Chlamydia Research Group
Chlamydia trachomatis is a highly successful pathogen of significant medical importance. The CDC estimates that 10% of women between the ages of 15 to 19 test positive for C. trachomatis and 50-70% of these infections are asymptomatic. This increases the risk of widespread transmission and untreated infections, which can lead to pelvic inflammatory disease or infertility in a significant portion of women of childbearing age.
In developing countries with limited hygiene resources, C. trachomatis is also associated with the leading cause of preventable blindness. In these scenarios, Chlamydia is not sexually transmitted, rather it is transmitted between infected individuals by direct contact with infected ocular secretions or from flies coming in contact with infected then uninfected individuals.
Other chlamydia species associated primarily with human respiratory tract infections include C. pneumoniae, a major cause of community acquired pneumonia, and C. psittaci, often acquired as a zoonotic infection from birds and manifesting as a severe pneumonia. Because of the importance of chlamydial diseases, there is a great need to identify strategies to reduce/prevent transmission and limit infections to the primary site of inoculation.
Chlamydia is a Gram-negative, obligate intracellular bacterium, which means it must grow in a host cell unlike many other bacteria that can grow on an agar-based substrate. Interestingly, Chlamydia is a developmentally regulated bacterium that alternates between functional and morphological forms called the elementary body and reticulate body.

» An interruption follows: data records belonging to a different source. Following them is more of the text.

PR #2215, opened 2024-10-16
[Metrics API] Remove unnecessary auto trait implementations

utpilla:
## Changes
- Remove unnecessary `Ord` and `PartialOrd` implementation for `KeyValue`
- This was only used for sorting a vec of `KeyValue` pairs in the SDK which could be done using `sort_unstable_by` method anyway

### DIFF
--- a/opentelemetry-sdk/src/metrics/mod.rs
+++ b/opentelemetry-sdk/src/metrics/mod.rs
@@ -104,7 +104,7 @@ fn calculate_hash(values: &[KeyValue]) -> u64 {
 
 impl AttributeSet {
     fn new(mut values: Vec<KeyValue>) -> Self {
-        values.sort_unstable();
+        values.sort_unstable_by(|a, b| a.key.cmp(&b.key));
         let hash = calculate_hash(&values);
         AttributeSet(values, hash)
     }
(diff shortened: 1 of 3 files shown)


opentelemetry-sdk/src/metrics/mod.rs
```diff
@@ -104,7 +104,7 @@ fn calculate_hash(values: &[KeyValue]) -> u64 {
 
 impl AttributeSet {
     fn new(mut values: Vec<KeyValue>) -> Self {
-        values.sort_unstable();
+        values.sort_unstable_by(|a, b| a.key.cmp(&b.key));
```
lalitb, line 107: will this be a breaking change if the user is sorting the KeyValue using the sort/sort_unsable before calling the metrics API?

utpilla: Yes, but I don't expect anyone to be doing that. We don't ask to sort the metric attributes before recording a measurement.

lalitb: Yes agree. Good to have changlog entry just in case someone is doing that :)

lalitb (approved):
LGTM with changelog

opentelemetry-sdk/src/metrics/mod.rs
utpilla: Updated.

PR #2301, opened 2024-11-16
fix: AtomicI64, AtomicU64 for build mipsel processor

TGLuong:
Fixes #
Design discussion issue (if applicable) #

## Changes
- Use portable-atomic for mipsel processor. Because when build for mipsel architecture, it don't have `AtomicI64`, `AtomicU64` in std.

Please provide a brief description of the changes here.

## Merge requirement checklist

* [ ] [CONTRIBUTING](https://github.com/open-telemetry/opentelemetry-rust/blob/main/CONTRIBUTING.md) guidelines followed
* [ ] Unit tests added/updated (if applicable)
* [ ] Appropriate `CHANGELOG.md` files updated for non-trivial, user-facing changes
* [ ] Changes in public API reviewed (if applicable)

PR #2773, opened 2025-03-08
fix: AtomicI64, AtomicU64 for xtensa arch

brunobrolesi:
Fixes #

I'm working on a project that tries to add observability to an mqtt system with ESP32 microcontrollers. When I tried to use the open telemetry crate to export my program's traces, I encountered the following build error:

image

## Changes

After doing some analysis on the subject, I came across the following [PR](https://github.com/open-telemetry/opentelemetry-rust/pull/2301) that had the same problem, but for other architectures. Based on the discussion of the PR, I made the changes for the architecture I am using and was able to use the stdout exporter, as can be seen in the image below:

image

One thing to note, this change only allowed me to use the stout exporter, the others had problems due to a compilation error related to the dependencies hyper and socket 2, this problem can be seen in the issues below:

- [hyper](https://github.com/hyperium/hyper/issues/3684)
- [socket2](https://github.com/rust-lang/socket2/issues/516)


cijothomas:
@brunobrolesi Thanks! Can you check if this is only place where Atomics were used? It's okay to do it in a follow up, if you are okay with that. (Trying to make sure we do support extra architectures consistently across repo (wherever feasible))

hdost (approved):

hdost:
> @brunobrolesi Thanks! Can you check if this is only place where Atomics were used? It's okay to do it in a follow up, if you are okay with that. (Trying to make sure we do support extra architectures consistently across repo (wherever feasible))

https://sourcegraph.com/search?q=std%3A%3Async%3A%3Aatomic%20repo%3Aopentelemetry-rust&patternType=regex

PR #2776, opened 2025-03-10
chore: Move FutureExt into context 

### LINKED ISSUE #2754: Future extensions should be in common module, not under trace
https://github.com/open-telemetry/opentelemetry-rust/blob/main/opentelemetry/src/trace/context.rs#L385-L475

The elementary body is the infectious form that mediates attachment and entry into a susceptible host cell. The infecting elementary body remains within a vacuole that is rapidly diverted from the phagolysosomal pathway and begins differentiating into the reticulate body. The reticulate body is the non-infectious form that grows and divides within a pathogen-specified organelle termed the chlamydial inclusion. After multiple rounds of division, the reticulate body differentiates to the elemental body, which is released from the host cell to initiate a new round of infection.
In evolving to this obligate intracellular niche, chlamydia has significantly reduced its genome (~1Mbp with ~1000 genes vs E. coli with ~4.5Mbp and ~4500 genes) yet manages to perform a variety of functions that allows it to usurp the host cell in such a way as to preserve its viability.